(Task requirements): Copy out the records that follow, leaving every character as it is.
Data under study Block Start
PR #575, opened 2019-02-01
Make DefaultPolicyPath a public interface

rhatdan:
We want to tell users to install or edit /etc/config/policy.path
so we need to expose the interface from containers/image.

### DIFF
--- a/signature/policy_config.go
+++ b/signature/policy_config.go
@@ -48,11 +48,11 @@ func (err InvalidPolicyFormatError) Error() string {
 // NOTE: When this function returns an error, report it to the user and abort.
 // DO NOT hard-code fallback policies in your application.
 func DefaultPolicy(sys *types.SystemContext) (*Policy, error) {
-	return NewPolicyFromFile(defaultPolicyPath(sys))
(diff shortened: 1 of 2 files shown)


rhatdan:
@mtrmac @runcom @vrothberg PTAL

mtrmac:
> We want to tell users to install or edit /etc/config/policy.path so we need to expose the interface from containers/image.

Is this talking about an already-existing file (“we’ve used configuration loaded from `$loaded.path`”, in which case the path could be a value reported only after/while loading it), or does it need to also support installing a new one when loading a file fails?

I’d like to make it … not easy … to write independent parsers / interpreters of the policy, and making the default path is one small obstacle to that.  I realize that this is probably untenable long-term, still, worth at least asking.

mtrmac:
If this is about https://github.com/containers/buildah/issues/1307 , couldn’t that just call `signature.DefaultPolicy()` and report if it fails?

rhatdan:
Ok if we call that we should get an error back like:

 open /etc/containers/policy.conf: no such file or directory

Which probably is enough.

PR #576, opened 2019-02-04
Clean up docker/tarfile a bit

mtrmac:
- Move single-method members into the right section
- Use a separate helper which returns err as usual, to centralize the `cacheDataResult` usage and make sure future updates don’t have to deal with less unusual error reporting mechanism.

The second commit is RFC — I do think centralizing the `cacheDataResult` use is worth it, but I’m less certain about making the inner function public, even with a `…Private` name. It could instead be created as a variable inside `ensureCachedDataIsPresent` (`actualImplementation := func() error { … }` or so).

### DIFF
--- a/docker/tarfile/src.go
+++ b/docker/tarfile/src.go
@@ -15,24 +15,24 @@ import (
 	"github.com/containers/image/manifest"
 	"github.com/containers/image/pkg/compression"
 	"github.com/containers/image/types"
-	"github.com/opencontainers/go-digest"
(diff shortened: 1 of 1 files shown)


rhatdan:
LGTM

rhatdan:
@vrothberg @mtrmac What is the state of this PR?  Should we merge it?

mtrmac:
Yes please. @vrothberg PTAL, **afterwards**.

PR #577, opened 2019-02-06
docker-image-src/getExternalBlob: handle nil resp

arjun024:
makeRequestToResolvedURL() can return {nil, err} for all
given urls. In that case, resp.Body can cause SIGSEGV
because resp is nil.

Signed-off-by: Arjun Sreedharan <arjun024@gmail.com>

### DIFF
--- a/docker/docker_image_src.go
+++ b/docker/docker_image_src.go
@@ -147,10 +147,10 @@ func (s *dockerImageSource) getExternalBlob(ctx context.Context, urls []string) 
 			break
 		}
 	}
-	if resp.Body != nil && err == nil {
-		return resp.Body, getBlobSize(resp), nil
+	if err != nil {
+		return nil, 0, err
 	}
-	return nil, 0, err
+	return resp.Body, getBlobSize(resp), nil
 }
 
 func getBlobSize(resp *http.Response) int64 {


docker/docker_image_src.go
```diff
@@ -147,7 +147,7 @@ func (s *dockerImageSource) getExternalBlob(ctx context.Context, urls []string)
 			break
 		}
 	}
-	if resp.Body != nil && err == nil {
+	if resp != nil && resp.Body != nil && err == nil {
```
mtrmac: Thanks; would a more conventional
```go
if err != nil {
	return nil, 0, err
}
return resp.Body, getBlobSize(resp), nil
```
work just as well? AFAICS `http.Client.Do` always returns a valid `resp.Body` if `err == nil`, so that check was always redundant if any connection was tried — and returning `nil, 0, nil` would not be handled by callers.

Maybe, to be extra careful, add a separate check for
```go
if len(urls) == 0 {
	return errors.New("Internal error: getExternalBlobs called with no URLs")
}
```
at the top, but I don’t think it’s necessary.

arjun024: Yes, that looks better.

mtrmac:
Thanks; LGTM pending tests.

rhatdan:
LGTM

arjun024:
Ok to merge?

mtrmac:
Yes; thanks!

PR #580, opened 2019-02-06
Add exported ValidatePrefix function

umohnani8:
This function calls parseURL to validate the registry input
but discards the normalized registry value. Mainly to be used
by the CRD and controller to validate registry values given
by the user in the container runtime config.

### DIFF
--- a/pkg/sysregistriesv2/system_registries_v2.go
+++ b/pkg/sysregistriesv2/system_registries_v2.go
@@ -84,6 +84,13 @@ func (e *InvalidRegistries) Error() string {
 	return e.s
 }
 
+// ValidatePrefix calls parseURL but discards the normalized registry value returned
+// It just checks that the registry value given as an input is valid
+func ValidatePrefix(input string) error {
+	_, err := parseURL(input)
+	return err
+}
+
 // parseURL parses the input string, performs some sanity checks and returns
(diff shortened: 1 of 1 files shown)


umohnani8:
@mtrmac PTAL

pkg/sysregistriesv2/system_registries_v2.go
```diff
@@ -84,6 +84,13 @@ func (e *InvalidRegistries) Error() string {
 	return e.s
 }
 
+// ValidatePrefix calls parseURL but discards the normalized registry value returned
```
mtrmac: (Absolutely non-blocking: This is an implementation detail, the public callers don’t care.)

pkg/sysregistriesv2/system_registries_v2.go
```diff
@@ -84,6 +84,13 @@ func (e *InvalidRegistries) Error() string {
...
+// It just checks that the registry value given as an input is valid
```
mtrmac: This _should_ be more precise, though, so that it is used correctly in callers: it’s a registry[/namespace…[/repo]], valid values for the `Registry.{Prefix,URL}` and `Mirror.URL` fields.

(@vrothberg without a digest / :tag suffix, right?)

umohnani8:
Not really needed, closing.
Data under study Block End
(Answer space):
PR #575, opened 2019-02-01
Make DefaultPolicyPath a public interface

rhatdan:
We want to tell users to install or edit /etc/config/policy.path
so we need to expose the interface from containers/image.

### DIFF
--- a/signature/policy_config.go
+++ b/signature/policy_config.go
@@ -48,11 +48,11 @@ func (err InvalidPolicyFormatError) Error() string {
 // NOTE: When this function returns an error, report it to the user and abort.
 // DO NOT hard-code fallback policies in your application.
 func DefaultPolicy(sys *types.SystemContext) (*Policy, error) {
-	return NewPolicyFromFile(defaultPolicyPath(sys))
(diff shortened: 1 of 2 files shown)


rhatdan:
@mtrmac @runcom @vrothberg PTAL

mtrmac:
> We want to tell users to install or edit /etc/config/policy.path so we need to expose the interface from containers/image.

Is this talking about an already-existing file (“we’ve used configuration loaded from `$loaded.path`”, in which case the path could be a value reported only after/while loading it), or does it need to also support installing a new one when loading a file fails?

I’d like to make it … not easy … to write independent parsers / interpreters of the policy, and making the default path is one small obstacle to that.  I realize that this is probably untenable long-term, still, worth at least asking.

mtrmac:
If this is about https://github.com/containers/buildah/issues/1307 , couldn’t that just call `signature.DefaultPolicy()` and report if it fails?

rhatdan:
Ok if we call that we should get an error back like:

 open /etc/containers/policy.conf: no such file or directory

Which probably is enough.

PR #576, opened 2019-02-04
Clean up docker/tarfile a bit

mtrmac:
- Move single-method members into the right section
- Use a separate helper which returns err as usual, to centralize the `cacheDataResult` usage and make sure future updates don’t have to deal with less unusual error reporting mechanism.

The second commit is RFC — I do think centralizing the `cacheDataResult` use is worth it, but I’m less certain about making the inner function public, even with a `…Private` name. It could instead be created as a variable inside `ensureCachedDataIsPresent` (`actualImplementation := func() error { … }` or so).

### DIFF
--- a/docker/tarfile/src.go
+++ b/docker/tarfile/src.go
@@ -15,24 +15,24 @@ import (
 	"github.com/containers/image/manifest"
 	"github.com/containers/image/pkg/compression"
 	"github.com/containers/image/types"
-	"github.com/opencontainers/go-digest"
(diff shortened: 1 of 1 files shown)


rhatdan:
LGTM

rhatdan:
@vrothberg @mtrmac What is the state of this PR?  Should we merge it?

mtrmac:
Yes please. @vrothberg PTAL, **afterwards**.

PR #577, opened 2019-02-06
docker-image-src/getExternalBlob: handle nil resp

arjun024:
makeRequestToResolvedURL() can return {nil, err} for all
given urls. In that case, resp.Body can cause SIGSEGV
because resp is nil.

Signed-off-by: Arjun Sreedharan <arjun024@gmail.com>

### DIFF
--- a/docker/docker_image_src.go
+++ b/docker/docker_image_src.go
@@ -147,10 +147,10 @@ func (s *dockerImageSource) getExternalBlob(ctx context.Context, urls []string) 
 			break
 		}
 	}
-	if resp.Body != nil && err == nil {
-		return resp.Body, getBlobSize(resp), nil
+	if err != nil {
+		return nil, 0, err
 	}
-	return nil, 0, err
+	return resp.Body, getBlobSize(resp), nil
 }
 
 func getBlobSize(resp *http.Response) int64 {


docker/docker_image_src.go
```diff
@@ -147,7 +147,7 @@ func (s *dockerImageSource) getExternalBlob(ctx context.Context, urls []string)
 			break
 		}
 	}
-	if resp.Body != nil && err == nil {
+	if resp != nil && resp.Body != nil && err == nil {
```
mtrmac: Thanks; would a more conventional
```go
if err != nil {
	return nil, 0, err
}
return resp.Body, getBlobSize(resp), nil
```
work just as well? AFAICS `http.Client.Do` always returns a valid `resp.Body` if `err == nil`, so that check was always redundant if any connection was tried — and returning `nil, 0, nil` would not be handled by callers.

Maybe, to be extra careful, add a separate check for
```go
if len(urls) == 0 {
	return errors.New("Internal error: getExternalBlobs called with no URLs")
}
```
at the top, but I don’t think it’s necessary.

arjun024: Yes, that looks better.

mtrmac:
Thanks; LGTM pending tests.

rhatdan:
LGTM

arjun024:
Ok to merge?

mtrmac:
Yes; thanks!

PR #580, opened 2019-02-06
Add exported ValidatePrefix function

umohnani8:
This function calls parseURL to validate the registry input
but discards the normalized registry value. Mainly to be used
by the CRD and controller to validate registry values given
by the user in the container runtime config.

### DIFF
--- a/pkg/sysregistriesv2/system_registries_v2.go
+++ b/pkg/sysregistriesv2/system_registries_v2.go
@@ -84,6 +84,13 @@ func (e *InvalidRegistries) Error() string {
 	return e.s
 }
 
+// ValidatePrefix calls parseURL but discards the normalized registry value returned
+// It just checks that the registry value given as an input is valid
+func ValidatePrefix(input string) error {
+	_, err := parseURL(input)
+	return err
+}
+
 // parseURL parses the input string, performs some sanity checks and returns
(diff shortened: 1 of 1 files shown)


umohnani8:
@mtrmac PTAL

pkg/sysregistriesv2/system_registries_v2.go
```diff
@@ -84,6 +84,13 @@ func (e *InvalidRegistries) Error() string {
 	return e.s
 }
 
+// ValidatePrefix calls parseURL but discards the normalized registry value returned
```
mtrmac: (Absolutely non-blocking: This is an implementation detail, the public callers don’t care.)

pkg/sysregistriesv2/system_registries_v2.go
```diff
@@ -84,6 +84,13 @@ func (e *InvalidRegistries) Error() string {
...
+// It just checks that the registry value given as an input is valid
```
mtrmac: This _should_ be more precise, though, so that it is used correctly in callers: it’s a registry[/namespace…[/repo]], valid values for the `Registry.{Prefix,URL}` and `Mirror.URL` fields.

(@vrothberg without a digest / :tag suffix, right?)

umohnani8:
Not really needed, closing.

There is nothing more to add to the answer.